Изменить стиль страницы

Морозовский особняк в Мертвом переулке, строгий и простой, перестроенный талантливым Желтовским, считавшим последним великим архитектором Палладио, был по своему внутреннему убранству редким образцом хорошего вкуса. Мягкие тона мебельной обивки, карельская береза гостиной, продолговатая столовая, по–музейному завешанная старинными иконами, несколько полотен Врубеля и ряд других картин известных русских и иностранных мастеров, прекрасная бронза «empire», изобилие цветов — все это сообщало вечерам, на которые собиралось иной раз до ста человек, совершенно особую атмосферу красоты, духовности, тишины и того благополучия, которое невольно заставляло забывать революционную угрозу 1905–го года.

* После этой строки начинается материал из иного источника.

PR #92, opened 2025-09-30
patch(DPE-8421): Graceful validation of config options

### LINKED ISSUE #66: Deploying a mongodb charm using an invalidad role does not show message to the user
## Steps to reproduce

1. juju deploy mongodb-k8s --config role="sharding" shard0

## Expected behavior

An error is displayed to the user for them to know that a mistake was done in the deployment configuration.

## Actual behavior

When the application is deployed, its status is active

Image

We can even related it to other mongdb charms and a bunch of error appear but nothing related to the mistake in the configuration.

Image

Image

## Versions

mongodb and mongodb-k8s operators from 6/stable and 6/edge

Operating system: noble

Juju CLI: 3.6

## Log output

Juju debug log:

```
unit-shard1-0: 11:48:08 INFO juju.worker.uniter.operation ran "update-status" hook (via hook dispatching script: dispatch)
unit-shard1-0: 11:50:04 INFO unit.shard1/0.juju-log Component MongoDBRoles.UNKNOWN is not a shard, cannot be integrated to a config-server.
``` 

## Additional context

I would be nice to have the valid values in the charm config.yaml files. The description of the role parameter is misleading

Gu1nness:
## 🏷 Type of changes

- [ ] Documentation Update
- [ ] Tooling and CI changes

## 📝 Description

Proper validation of the role config option: it can be updated before the start event, but not after.
The start event will not run until the role config option is valid.
Adds unit test + integration test for that feature.
Also fixes some missing statuses regarding PBM: in case PBM should be running and is not, report it in the status.

Finally, the get_statuses function is reworked for the MongoDBOperator, so that app statuses are reported both for the app and the units, while the unit statuses will only be reported for the unit.
This allows for a better app report of statuses in the main operator.

## 📑 Motivation and Context

We discovered recently that the role config option was never properly validated in some cases allowing weird deployments.

Closes #66 

This is a bug fix, part of DPE-8421.

## ✅ Checklist

### DIFF
--- a/single_kernel_mongo/core/structured_config.py
+++ b/single_kernel_mongo/core/structured_config.py
@@ -121,8 +121,8 @@ class MongoDBCharmConfig(MongoConfigModel):
 
     @field_validator("role", mode="before")
     @classmethod
-    def invalid_role_to_unknown(cls, v: str) -> MongoDBRoles:
-        """If the value is neither replication, config-server, or shard, returns unknown."""
+    def invalid_role_to_invalid(cls, v: str) -> MongoDBRoles:
+        """If the value is neither replication, config-server, or shard, returns invalid."""
         if v not in MongoDBRoles.valid_roles():
             return MongoDBRoles.INVALID
         return MongoDBRoles(v)
--- a/single_kernel_mongo/core/structured_config.py
+++ b/single_kernel_mongo/core/structured_config.py
@@ -44,6 +44,7 @@ class MongoDBRoles(str, Enum):
     """The different accepted roles for a charm."""
 
     UNKNOWN = ""
+    INVALID = "invalid"
     REPLICATION = "replication"
     CONFIG_SERVER = "config-server"
     SHARD = "shard"
@@ -123,7 +124,7 @@ class MongoDBCharmConfig(MongoConfigModel):
     def invalid_role_to_unknown(cls, v: str) -> MongoDBRoles:
         """If the value is neither replication, config-server, or shard, returns unknown."""
         if v not in MongoDBRoles.valid_roles():
-            return MongoDBRoles.UNKNOWN
+            return MongoDBRoles.INVALID
         return MongoDBRoles(v)
 
 
--- a/single_kernel_mongo/events/lifecycle.py
+++ b/single_kernel_mongo/events/lifecycle.py
@@ -51,6 +51,7 @@ from single_kernel_mongo.config.statuses import (
 from single_kernel_mongo.core.operator import OperatorProtocol
 from single_kernel_mongo.exceptions import (
     ContainerNotReadyError,
+    InvalidConfigRoleError,
     InvalidLdapQueryTemplateError,
     InvalidLdapUserToDnMappingError,
     UpgradeInProgressError,
@@ -121,6 +122,10 @@ class LifecycleEventsHandler(Object):
             logger.info("Not ready to start.")
             event.defer()
             return
+        except InvalidConfigRoleError:
+            logger.info("Missing a valid role.")
+            event.defer()
+            return
         except WorkloadNotReadyError:
             logger.info("Still starting service.")
             self.dependent.state.statuses.add(
@@ -163,6 +168,16 @@ class LifecycleEventsHandler(Object):
             self.dependent.update_config_and_restart()
         except (UpgradeInProgressError, WaitingForLeaderError):
             event.defer()
+        except InvalidConfigRoleError:
+            logger.info("Invalid config role.")
+            if self.charm.unit.is_leader():
+                self.dependent.state.statuses.add(
+                    MongoDBStatuses.INVALID_ROLE.value,
+                    scope="app",
+                    component=self.dependent.name,
+                )
+            event.defer()
+            return
         except InvalidLdapUserToDnMappingError:
             self.dependent.state.statuses.add(
                 LdapStatuses.INVALID_LDAP_USER_MAPPING.value,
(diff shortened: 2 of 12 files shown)


single_kernel_mongo/core/structured_config.py
```diff
@@ -123,7 +124,7 @@ class MongoDBCharmConfig(MongoConfigModel):
     def invalid_role_to_unknown(cls, v: str) -> MongoDBRoles:
         """If the value is neither replication, config-server, or shard, returns unknown."""
```
patriciareinoso:
```suggestion
        """If the value is neither replication, config-server, or shard, returns invalid."""
```

patriciareinoso: actually, the function name does no longer correspond

single_kernel_mongo/state/app_peer_state.py
```diff
@@ -78,10 +78,11 @@ def role(self) -> MongoDBRoles:
...
         Either from the app databag or from the default from config.
         """
-        if not (databag_role := self.relation_data.get(AppPeerDataKeys.ROLE.value)):
+        if (
+            not (databag_role := self.relation_data.get(AppPeerDataKeys.ROLE.value))
+            or not self.relation
+        ):
             return MongoDBRoles.UNKNOWN
-        if not self.relation:
-            return self._role
```
patriciareinoso, line 84: it seems like _role is no longer used and can be removed

single_kernel_mongo/state/app_peer_state.py
```diff
@@ -78,10 +78,11 @@ def role(self) -> MongoDBRoles:
 
         Either from the app databag or from the default from config.
```
patriciareinoso:
```suggestion
        Either from the app databag or UNKNOWN.
```

patriciareinoso (commented):
Thanks for fixing this. This was one of the first issues that I run into when I incorrectly set the role to "sharding".

LGTM. I just added minor comments to clean up and keep the comments aligned with the code. 

You can add the https://github.com/canonical/mongo-single-kernel-library/issues/66 to the PR description. 

And also, as I said in the bug description: 'it would be nice to have the valid values in the charm config.yaml files" (specially for the replica set)

single_kernel_mongo/core/structured_config.py
Gu1nness: Fixed

single_kernel_mongo/events/lifecycle.py
```diff
@@ -163,6 +168,16 @@ def on_config_changed(self, event: ConfigChangedEvent):
             self.dependent.update_config_and_restart()
         except (UpgradeInProgressError, WaitingForLeaderError):
             event.defer()
+        except InvalidConfigRoleError:
+            logger.info("Invalid config role.")
+            if self.charm.unit.is_leader():
+                self.dependent.state.statuses.add(
+                    MongoDBStatuses.INVALID_ROLE.value,
+                    scope="app",
```
Mehdi-Bendriss, line 176: nice, I believe this would be our first non-refresh related `app` status in mongodb :)

single_kernel_mongo/managers/mongodb_operator.py
```diff
@@ -298,9 +299,7 @@ def install_workloads(self) -> None:
         # Truncate the file.
         self.workload.write(self.workload.paths.config_file, "")
 
-    @override
-    def prepare_for_startup(self) -> None:
-        """Handler on start."""
+    def _prepare_checks(self):
```
Mehdi-Bendriss: I think we can rename this method, as it does quite a few things, and add a docstring + return type hint

perhaps: `_run_startup_checks`, and offload the status logic up in the call chain

single_kernel_mongo/managers/mongodb_operator.py
```diff
@@ -1019,29 +1046,37 @@ def get_statuses(self, scope: DPHScope, recompute: bool = False) -> list[StatusO
         if not recompute:
             return self.state.statuses.get(scope=scope, component=self.name).root
 
-        if scope == "app":
-            return charm_statuses
+        if scope == "unit" and not self.workload.workload_present:
+            return [CharmStatuses.MONGODB_NOT_INSTALLED.value]
```
Mehdi-Bendriss, line 1056: to be clear, this should never run - right? As we should be error'ing the install hook should it fail to install, so no subsequent hook will ever display the status

tests/integration/helpers/common.py
```diff
@@ -854,6 +854,12 @@ async def check_status_detail(ops_test: OpsTest, app_name: str, status: str, mes
         assert unit_statuses[0]["Message"] == message
 
 
+async def check_app_status(ops_test: OpsTest, app_name: str, status: str, message: str) -> None:
```
Mehdi-Bendriss, line 857: missing docstrings

tests/integration/mongodb/test_charm_invalid_config.py
```diff
@@ -0,0 +1,61 @@
...
+)
+from ..helpers.types import Substrate
+
+logger = logging.getLogger(__name__)
+
+
+@pytest.mark.abort_on_fail
+async def test_build_and_deploy(
+    ops_test: OpsTest, mongodb_charm: str, substrate: Substrate, mongod_resource, base_app_name
+):
```
Mehdi-Bendriss, line 29: missing docstrings

Mehdi-Bendriss (commented):
Thanks Neha! Looks good, I have a few minor comments

single_kernel_mongo/managers/mongodb_operator.py
Gu1nness: On VM this should never run.
On K8s, it will happen if the container is not available.

single_kernel_mongo/events/lifecycle.py
Gu1nness: I think it is indeed!

Mehdi-Bendriss (approved):

patriciareinoso (approved):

Вспоминая и не без волнения описывая предвоенную Москву, Религиозно–философское общество, морозовские вечера, лекции и прения в редакциях и издательствах, я невольно спрашиваю себя: не преувеличиваю ли я значение нашей канунной культуры.

Германия до 1933–го года была полна всевозможных религиозных, философских, художественных и политических кружков. В каждом, более или менее значительном городе были общества имени Канта, Шопенгауэра, Фихте, Гёте, Шиллера, Клейста, Моцарта, Вагнера и т. д., и т. д. За годы эмиграции я прочел в этих обществах более трехсот докладов. Некоторые из этих обществ, как например: «Пан Европа» графа Куденгоф–Калерги, или «Культурбунд» принца Рогана, имели свои отделения почти во всех европейских странах. Читал я много и в венских и берлинских литературных салонах, где собирались образованнейшие и умнейшие люди. Конечно, можно усомниться, не являет ли описанная мною московская жизнь на фоне европейской культуры скорее образ духовной скудости, чем богатства? Мой ответ, да простят мне его мои европейские, главным образом, мои немецкие друзья, вполне определенен: отнюдь нет. Конечно, русская культурная жизнь была менее разветвленной, чем европейская, но мне кажется, что она в некотором смысле была духовно более напряженной.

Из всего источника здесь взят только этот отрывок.